For someone whose affably rumpled appearance suggests Matt Damon waking up from a nap, the comedian Mike Birbiglia is remarkably industrious. He is a film-maker (movies include Don’t Think Twice, a comedy about an improv group starring Keegan-Michael Key) and an actor (The Fault in Our Stars, Orange Is the New Black), and he recently played Taylor Swift’s avaricious son, who discovers at her funeral that he has been left out of her will, in the video for Anti-Hero. He also has a podcast, The Old Ones, in which celebrity guests pick apart his earlier standup routines, and another, Working It Out, in which they help him develop new material. “Like Tom Sawyer getting his friends to paint the fence,” as one guest, Nathan Lane, memorably put it.
Now the 45-year-old is bringing his latest show, The Old Man and the Pool, to the UK after a sell-out Broadway run. If he had his way, he wouldn’t reveal anything about it in advance. “I’d just say, ‘I wrote a show about mortality and I guarantee you’ll laugh for 80 minutes straight and sometimes people also feel emotions from it and – trust me – I think you’ll love it.’” He is speaking to me from his Brooklyn apartment, a large ceiling fan whirring sleepily above him so that it looks like his head has propellers.
Millions trust Birbiglia already. This is his fifth show, with three of the others – My Girlfriend’s Boyfriend, Thank God for Jokes and The New One – available as Netflix specials. His routines are intimate and convivial, peppered with delicious phrasing and zinging observations. He talks on stage about his wife, the poet J Hope Stein, whose soothing voice has “a thread-count of 600”; he bemoans the arrogance of the bed, the only item of furniture to have an entire room named after it; and he makes good-egg, commonsense arguments, such as his plea against tardiness: “It’s so easy to be on time because all you have to do is be early – and ‘early’ lasts for hours.”
The Old Man and the Pool begins with a catastrophic midlife MOT. Healthcare appointments usually spell trouble for Birbiglia, who had bladder cancer at the age of 20 and still suffers from a severe sleep-walking disorder that requires him to go to bed each night in a sleeping bag while wearing mittens to prevent him from unzipping himself. Prior to his diagnosis, he once jumped through a closed second-storey window of his hotel room while asleep.
This time around, he has pulmonary issues. “The doctor asked me to blow into a tube,” he recalls. “Then he said, ‘If I was going just by this, I’d say you’re having a heart attack right now.’ I did it a second time and he said, ‘I don’t know what to tell you…’” There was reason to worry: his father had his first heart attack in his 50s, while his grandfather suffered a fatal one around the same age. “He worked in a bodega in Brooklyn.
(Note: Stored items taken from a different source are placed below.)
Issue #105, opened 2019-11-05
Add RabbitMQ for Pub/Sub


lukekim:
Support RabbitMQ as a Pub/Sub component.

yaron2:
This is for pub/sub, right? (We have a RabbitMQ binding) - I suggest removing the word bindings from the title.

fbeltrao:
Is anyone working on this already?
If not, I would love to contribute.

markrussinovich:
I was planning on working on it this weekend, but if you want to take this, let me know.

fbeltrao:
If you don't mind I would like to take it. It is a good first item for me to get familiar with the project internals.

markrussinovich:
Okay, it's yours.

amanbha:
https://github.com/dapr/components-contrib/tree/master/pubsub/rabbitmq

PR #124, opened 2019-11-15
Add RabbitMQ pub/sub

fbeltrao:
# Description

Add RabbitMQ as pub/sub provider.
This is how the components file looks like:
```yaml
apiVersion: dapr.io/v1alpha1
kind: Component
metadata:
  name: messagebus
spec:
  type: pubsub.rabbitmq
  metadata:
  - name: host
    value: amqp://guest:guest@localhost:5672/
```

## Issue reference

#105 

## Checklist

* [x] Code compiles correctly
* [x] Created/updated tests

## Additional information

- I plan to add e2e tests once there is guidelines on how to do it
- I am learning Go, all feedback is welcome!
- Once this is accepted I will submit the PR to dapr/dapr to register RabbitMQ as a pub/sub


yaron2:
thans @fbeltrao! Review will lag a bit as some of us are at Kubecon this week :)

LMWF:
I'll review this in the next few days.

pubsub/rabbitmq/rabbitmq.go
```diff
@@ -0,0 +1,176 @@
...
+		if err != nil {
+			requeue := r.metadata.requeueInFailure && !d.Redelivered
+
+			log.Debugf("%s nacking message '%s' from topic '%s', requeue=%t", logMessagePrefix, d.MessageId, topic, requeue)
+			if err = r.channel.Nack(d.DeliveryTag, false, requeue); err != nil {
+				log.Errorf("%s error nacking message '%s' from topic '%s', %s", d.MessageId, logMessagePrefix, topic, err)
+			}
+		} else {
+			log.Debugf("%s acking message '%s' from topic '%s'", logMessagePrefix, d.MessageId, topic)
+			if err = r.channel.Ack(d.DeliveryTag, false); err != nil {
```
yaron2: Should only ack here if the `handler` method from line 139 returned nil

fbeltrao: Hi @yaron2,

Thanks for the review.
I think I am missing something here. Thinking about the scenarios:

1. Auto ack == true
  In this case we don't ack or nack since the message was already acked during dequeue. This option was by default true, but I am changed to false to better handle scenarios where daprd is running before the consumer is ready.

2. AutoAck == false and err != nil
  Flow goes to lines:
    - 141 (log error)
    - 147 (block, including logging and nack)

3. AutoAck == false and err == nil
  Flow goes to line:
    - 155 (block, including logging and ack)

fbeltrao:
@yaron2 being new to golang I don't know how to fix the check failure caused by my last commit. It seems to be something related to go modules. Any help would be appreciated.

yaron2:
no I'll take a look

yaron2:
@fbeltrao can you try to run `go mod tidy` locally and push any changes?
Also, are you sure you don't have any stashed or uncommitted changes?

yaron2:
Thanks for your contribution @fbeltrao!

One day a regular came in and said, ‘How’s it going, Joe?’ And he keeled over the counter and died. Which is sad but, in a way, also the funniest response you could possibly have. I think of him as the original comedian of the family. That is an extraordinary level of commitment.”
To add to his problems, Birbiglia was also diagnosed with type 2 diabetes. Cue a tale of fear, panic and grudging exercise at his local YMCA, which gives the show its Hemingway-riffing title and makes possible the eye-catching set: a tiled tidal wave looming over Birbiglia. (Think of it as the pool of Damocles.) The heavy stuff is leavened by his springy delivery and niceness, though he bristles slightly when I use that word: “I don’t know if the audience needs me to be ‘nice’ so much as ‘human’.”
There are also odes to blissful domesticity: he and Stein have an eight-year-old daughter, Oona, whose birth was the subject of The New One, and whose chit-chat features in the latest show without tipping too far into kids-say-the-funniest-things terrain. Today, he is wearing a bracelet she made for him, its beads spelling out the word “silly”– a daily reminder to salt his talk of death with daftness, and one he has no trouble heeding.
Indeed, audiences will rarely have laughed so much while being invited to contemplate their own extinction. “All my shows,” he says, “are about the value of fearlessness when it comes to being truthful with the people you love, and how that can make us closer to each other. But this show is like the icebreaker of all icebreakers. If you don’t have a deep conversation afterwards with the person you came in with, then you probably never will.”
• The Old Man and the Pool is at Underbelly, Bristo Square, Edinburgh, until 27 August, and at Wyndham’s theatre, London, from 12 September to 7 October.